Planes, Trains and Boutique Hotels

By Nicholas Asheshov

July and August are always the top weeks of what has become a year-round rain-or-shine season for the Cuzco tourism industry though things have been slow following powerful flash floods in January. Global-warming rains suddenly quintupled the volume and speed of the monsoon water in the Rio Vilcanota, the one that wraps around Machu Picchu, slashed out big slabs of the narrow-gauge railway line that chugs tourists from Cuzco over the mountains and down a dramatic canyon to the ruins.

Machu Picchu Cut Off! Tourists are increasingly coming to see other things like the Manu and Iquitos jungles, the Nazca Lines, Lake Titicaca. Whatever: no Machu Picchu, no tourists.

The railway, a concession run by Orient-Express Hotels, OEH, is, six months later, not fully operational but the last 25 miles is open again with crawl-along speeds on the recently-repaired bits. But, hey, who cares if it takes a half-hour extra to get to such a stunning destination. Presumably by next year it’ll be back to rock-a-bye normal where on the only straight stretch top speed at the best of times is 25 mph.

This year, on this evocative little line another change is taking place. The Orient-Express monopoly is ending, a subject on which I am a world authority as a founding Director of Andean Railways Corp, the feisty challenger. We led a ferocious three-year regulatory battle against the PeruRail –Orient Express– monopoly.
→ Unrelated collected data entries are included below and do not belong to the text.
PR #1124, opened 2026-07-09
DAH-2375, remove anonymous volumes in failed-create cleanup and prune dangling orphans

arhangel66:
### Task Link

[DAH-2375](https://www.notion.so/398b8bfdbde981709269d4f2f5682f22)

---

## Problem

Executor nodes slowly fill their disk with orphaned anonymous docker volumes. Dind-based rental images (`daturaai/pytorch:*-dind`, `daturaai/dind`) declare `VOLUME /var/lib/docker`, so docker creates one anonymous volume per container. The happy-path delete removes containers with `-v` and reaps them, but the failed-create/retry cleanup paths remove containers WITHOUT `-v`, orphaning the anonymous volume on every failed create / port retry. Nothing ever prunes them (`volume_prune()` helper existed but was never called), so orphans accumulate forever — observed 1345 volumes / ~32GB on the staging A4000, pushing the disk to 84% and silently blocking the PEARL fit check.

## Solution

Two-part fix:

1. **Stop the leak** — all container-removal paths now also remove the container's anonymous volumes (`docker rm -fv` / `remove_volumes=True`). This is safe for retry data: the `-v` flag (Docker API `v=1`) removes only anonymous volumes and never touches named volumes such as `volume_<pod_id>`.
2. **Garbage-collect the backlog** — `ContainerCleanup.prune_dangling_anonymous_volumes()` runs on every executor each validation cycle (via `StaleContainerCleanupCheck`) and removes volumes that are dangling AND have a 64-hex anonymous name. Named volumes are excluded by the name filter; in-use volumes are excluded twice over — the `dangling=true` filter never lists a volume referenced by any container (running or stopped), and `docker volume rm` itself refuses to remove a volume that raced back into use. It removes at most `VOLUME_RM_MAX_PER_PASS = 200` per pass so the `docker volume rm` command stays small; since GC runs every cycle, any larger backlog drains over a few passes. Best-effort: never raises, never changes the check verdict.

The dangerous `DockerCommand.volume_prune()` (`prune -af` would delete unused NAMED volumes) was removed entirely.

## Changes

- `docker_service.py`: `_remove_failed_rental_container_for_retry` → `remove_volumes=True`; `_remove_failed_container_for_retry` → `docker rm -fv` (+ fixed misleading comment); custom-build dind teardown → `-fv`; stale doc comments updated
- `custom_build_orphan_sweep.py`: orphaned build-dind removal → `-fv`
- `container_cleanup.py`: new `prune_dangling_anonymous_volumes()` + `get_dangling_anonymous_volumes()` wired into `cleanup()` (including the idle-executor path, whose early return was dropped so the sweep still runs); constants `ANON_VOLUME_NAME_PATTERN`, `VOLUME_RM_MAX_PER_PASS = 200`
- `docker_utils.py`: new command builders `volume_ls_dangling()` and variadic `volume_remove(*names)`; removed the now-unused `remove()` and dangerous `volume_prune()`
- Tests: updated exact-command assertions to `-fv`; new test for the SDK retry path; new tests for the volume GC (filter keeps named volumes, removes anonymous, caps removals per pass, swallows SSH failures, respects `dry_run`, and is invoked by `cleanup()`)

## Deployment Steps

Use GitHub Action.

## Review Request

- [x] Just code review

## Other PRs

None.

## Risks

- Volume GC runs a couple extra SSH commands per executor per validation cycle (cheap: `volume ls` + one capped `rm`).
- A dangling volume is by definition referenced by no container (running or stopped), so no rental can be using it; if one races back into use between the `ls` and the `rm`, `docker volume rm` refuses it and it is silently skipped.
- Named volumes (`volume_<pod_id>`) are protected twice: `-v`/`v=1` never removes named volumes, and the GC only matches bare 64-hex anonymous names.

### Test Case 1: full validator test suite

**Actions**

`cd neurons/validators && pdm run pytest`

**Expected Output**

Green, apart from the 3 pre-existing failures in `test_sshd_bootstrap_script.py` that reproduce on clean `origin/main` and are unrelated.

### Test Case 2: volume GC unit coverage

**Actions**

`pdm run pytest tests/test_container_cleanup.py -q`

**Expected Output**

Removes bare 64-hex dangling volumes; keeps named ones (`volume_*`, `hc_*`, `pod_*`, `executor_db_data`) even when dangling; caps removals at `VOLUME_RM_MAX_PER_PASS` per pass; returns 0 without raising on SSH failure; respects `dry_run`; `cleanup()` return contract unchanged.

## Checklist

- [x] Risks are documented
- [x] Tests are described

### DIFF
--- a/neurons/validators/src/core/docker_utils.py
+++ b/neurons/validators/src/core/docker_utils.py
@@ -69,7 +69,6 @@ class DockerCommand:
         """Build docker volume ls command listing dangling volume names."""
         return "/usr/bin/docker volume ls -qf dangling=true"
 
-
     @staticmethod
     def inspect_created_timestamp(container_id: str) -> str:
         """Build docker inspect command to get creation timestamp in seconds."""
--- a/neurons/validators/src/core/docker_utils.py
+++ b/neurons/validators/src/core/docker_utils.py
@@ -33,11 +33,6 @@ class DockerCommand:
         )
 
     @staticmethod
-    def remove(name: str) -> str:
-        """Build docker rm command."""
-        return f"/usr/bin/docker rm -f {name}"
-
-    @staticmethod
     def remove_with_volumes(name: str) -> str:
         """Build docker rm command that also removes anonymous volumes."""
         return f"/usr/bin/docker rm -fv {name}"
@@ -64,34 +59,16 @@ class DockerCommand:
         return f"/usr/bin/docker inspect {container_id} --format '{{{{.State.ExitCode}}}}' 2>&1"
 
     @staticmethod
-    def volume_prune() -> str:
-        """Build docker volume prune command."""
-        return "/usr/bin/docker volume prune -af"
-
-    @staticmethod
-    def volume_remove(volume_name: str) -> str:
-        """Build docker volume rm command."""
-        return f"/usr/bin/docker volume rm {volume_name} 2>/dev/null || true"
+    def volume_remove(*volume_names: str) -> str:
+        """Build docker volume rm command, tolerating per-volume failures."""
+        names = " ".join(shlex.quote(name) for name in volume_names)
+        return f"/usr/bin/docker volume rm {names} 2>/dev/null || true"
 
     @staticmethod
     def volume_ls_dangling() -> str:
         """Build docker volume ls command listing dangling volume names."""
         return "/usr/bin/docker volume ls -qf dangling=true"
 
-    @staticmethod
-    def volume_inspect_created(volume_names: list[str]) -> str:
-        """Build docker volume inspect command printing name and creation time per line."""
-        names = " ".join(shlex.quote(name) for name in volume_names)
-        return (
-            "/usr/bin/docker volume inspect "
-            f"--format '{{{{.Name}}}} {{{{.CreatedAt}}}}' {names} 2>/dev/null"
-        )
-
-    @staticmethod
-    def volume_remove_batch(volume_names: list[str]) -> str:
-        """Build docker volume rm command for multiple volumes, tolerating per-volume failures."""
-        names = " ".join(shlex.quote(name) for name in volume_names)
-        return f"/usr/bin/docker volume rm {names} 2>/dev/null || true"
 
     @staticmethod
     def inspect_created_timestamp(container_id: str) -> str:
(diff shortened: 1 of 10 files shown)


neurons/validators/src/services/container_cleanup.py
```diff
@@ -104,8 +109,65 @@ async def cleanup(
...
 
+    async def prune_dangling_anonymous_volumes(
+        self,
+        ssh_client,
+        executor_uuid: str,
+    ) -> int:
+        # reap orphaned anonymous volumes left behind by container removals without -v
+        extra = {"executor_uuid": executor_uuid}
+        try:
+            dangling_anonymous_volumes: list[str] = await self.get_dangling_anonymous_volumes(ssh_client)
```
taiberium: **NIT:** `dangling_anonymous_volumes` is typed `list[str]`, but the helper can return `None` and the next line checks `is None`.

```suggestion
            dangling_anonymous_volumes: Optional[list[str]] = await self.get_dangling_anonymous_volumes(ssh_client)
```

neurons/validators/src/core/docker_utils.py
```diff
@@ -64,14 +59,16 @@ def inspect_exit_code(container_id: str) -> str:
...
+        return f"/usr/bin/docker volume rm {names} 2>/dev/null || true"
 
     @staticmethod
-    def volume_remove(volume_name: str) -> str:
-        """Build docker volume rm command."""
-        return f"/usr/bin/docker volume rm {volume_name} 2>/dev/null || true"
+    def volume_ls_dangling() -> str:
+        """Build docker volume ls command listing dangling volume names."""
+        return "/usr/bin/docker volume ls -qf dangling=true"
+
```
taiberium, line 71: **NIT:** Stray extra blank line here, two blanks before the next method. Drop one.

taiberium (approved):
Approve. 2 NITs, none blocking.

neurons/validators/src/services/container_cleanup.py
arhangel66: Fixed in e935fab4 — annotation is now `Optional[list[str]]`.

neurons/validators/src/core/docker_utils.py
arhangel66: Fixed in e935fab4 — dropped the extra blank line.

Today it’s all smiles, a bit guarded for sure, but those of us, starting with Bob Booth himself, who remember the glory days of airline regulation and outrageous protectionism, need no elbow-jogging to know the lengths to which monopolies will rise to keep the bacon to themselves.

The tourist industry in Cuzco has improved enormously in just a few years. Orient Express, a decade ago, brought five-star hotelier skill and style to their Monasterio, Cuzco and Mach Picchu Lodge and, using their panache and marketing zap, completely up-heaveled Cuzco. They quickly trained their amiable but one-star personnel to international levels and raised the comfort bar, with breath-taking prices to match. Good for them and today there’s a lively range from $10 to $1,000. No one in Cuzco, pre-OEH, knew even how to spell croissant. Today the Brescia-Libertador group, together with Starwood, are opening, next door to my own adobe riverside, woodland home, a spiffy $52mn Luxury Collection spa, lovely views of river and snow-peaks up-valley from MaPi itself. Marriott is putting up a new Olde Inca tambo in cobbled Cuzco, and there’s half-a-dozen charming luxury-boutique hotels already open. They meld in well with a daily roster of religious processions and up-the-workers down-the-politicians rallies.

There’s suddenly a flurry of snazzy restaurants with names like “Jack’s” and “Chicha” offering Novo Andino guinea-pig aux fines herbes and carpacho de alpaca. And, Dios mio! Starbucks is opening next to the Catedral. Cuzco’s been a 24/7 party since the beat-bearded ’70s so it’s just getting better. Even Barry Walker’s Cross Keys pub, which recalled the gun-slinger saloon in Star Wars, is in new, non-creaky quarters just off the Plaza de Armas with Manchester xxxx-ale and loos that work.

Today LAN is running 14+ flights a day to Cuzco, using A319s, TACA two (A319,A320), Star Peru two, and Cielos de Peru, a start-up, two more. No night flights, thank goodness. I can remember when CUZ, 11,300ft asl, would get one or two DC-3s and DC-4s wing-tipping it between the glaciers below the summits.

One example of the new upper-crust tourism involved the other day none less than Pedro Heilbron, COPA’s CEO, and Matias Campiani, CEO, Pluna, Montevideo, leading a lively bunch of top Young Presidents from all over: I had pleasant chats with South Africans, Greeks, Mumbai Indians, Francaises and most other breeds. Pedro, together with Alberto Beeck, the Peruvian financier, had asked me to tell them in a fireside chat How to Find a Lost City, an interest of mine since my National Geographic days. I told them that the way not to do it, about which I know a lot, is to look for a blank spot on the map and say, Aha! that must be where El Dorado is. I told them about people, including friends, who had come to a sticky end doing this, and that Brad Pitt and Angelina Jolie are about to shoot a movie in Bolivia about Col. Percy Fawcett, the Lost World Brit who disappeared into the Mato Grosso in 1925.

My new computer-controlled hydraulic Parker-Cummins-powered DMU-autowagons, vaguely reminiscent of a San Francisco tram painted with parrots, is called, of course: The Machu Picchu Train –The Lost City Traveller. They have cost me and my partners slightly less than late-model Dreamliners with the advantage, I suppose, that if they run out of gas at least we can push them home.